After ongoing phone reports on the road from Mairead that the child was stabilizing and breathing on her own, we decided to transfer the baby to a bigger facility with neonatal trained nurses and physicians. I called a Kenyan pediatrician I know and was saddened to hear that Kenyan health workers in public hospitals were on strike regarding poor wages. If we sent the newborn to a public hospital, she would be refused entrance to the facility.  He suggested the child stay with us, since even though we aren't adequately equipped to deal with very sick neonates, at least we would try.  We double-checked with the family to see if they could afford care at a big, well-supported private hospital in Kisumu, but they could not.

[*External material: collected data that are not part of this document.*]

PR #4826, opened 2016-10-29
Turn on -Werror=writable-strings

montegoulding:


peter-b:
@montegoulding I'm not sure this is a good idea.  Several places in this patch are exposing places where APIs should take `const char*` argument rather than `char *` arguments, and I feel like adding casts to remove `const` is really just papering over the cracks rather than actually fixing the problem that the compiler is complaining about.

I personally would be much happier with doing a minor refactor in each of these places to remove the writable-pointer-to-immutable-string entirely, and only _then_ adding `-Werror=writable-strings`. I'm not totally sure what the best option is here, though... maybe what's needed is a second opinion.

/cc @livecodefraser

montegoulding:
@peter-b fair enough... There's probably a mix of things that should be refactored here and things that are OK being cast. `replaceString` can probably just be changed to `const char *` params as it is only called in one place. Some things it isn't worthwhile to refactor like the `AddError` in video grabber. Some things I'm not really sure about like initing `DBString` with an empty string....

PR #4864, opened 2016-11-11
Remove QuickTime and revvideograbber

livecodefraser:
This is not yet ready for merging. The replacement code is not available yet and it needs release notes and documentation updates to reflect the changes.

All QT-related properties now throw an error with the exception of dontUseQT and dontUseQTEffects - these always return true and throw an error if an attempt is made to set them to false.

Pulling this PR locally is useful if you need to build against the MacOS 10.12 SDK which removes all QuickTime-related headers.


peter-b:
@livecodefraser Per comments by @runrevmark, we need to keep revvideograbber around for use on Windows with the QuickTime parts expunged.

I was surprised and happy to see that the little girl was alive and still breathing on her own by the time we got there. After struggling with several attempts to get intravenous access in order to start antibiotics, we were finally able to get an intraosseous line placed in her femur. This is a thick but relatively short needle that is drilled into the bone so that medicines and other fluids can be administered into the bone marrow. After being infused into the marrow, the medicine then leaves the bone via many small veins and enters central circulation, getting wherever it's needed all throughout the body.  I'm very thankful for Dr. J's donation of these needles to us.

We left the hospital sweaty, tired, hungry, but happy that the little one was still holding on. I'm not sure if she'll make it through the night. But thanks to Mairead and the rest of the Kenyan and US team, she has a fighting chance.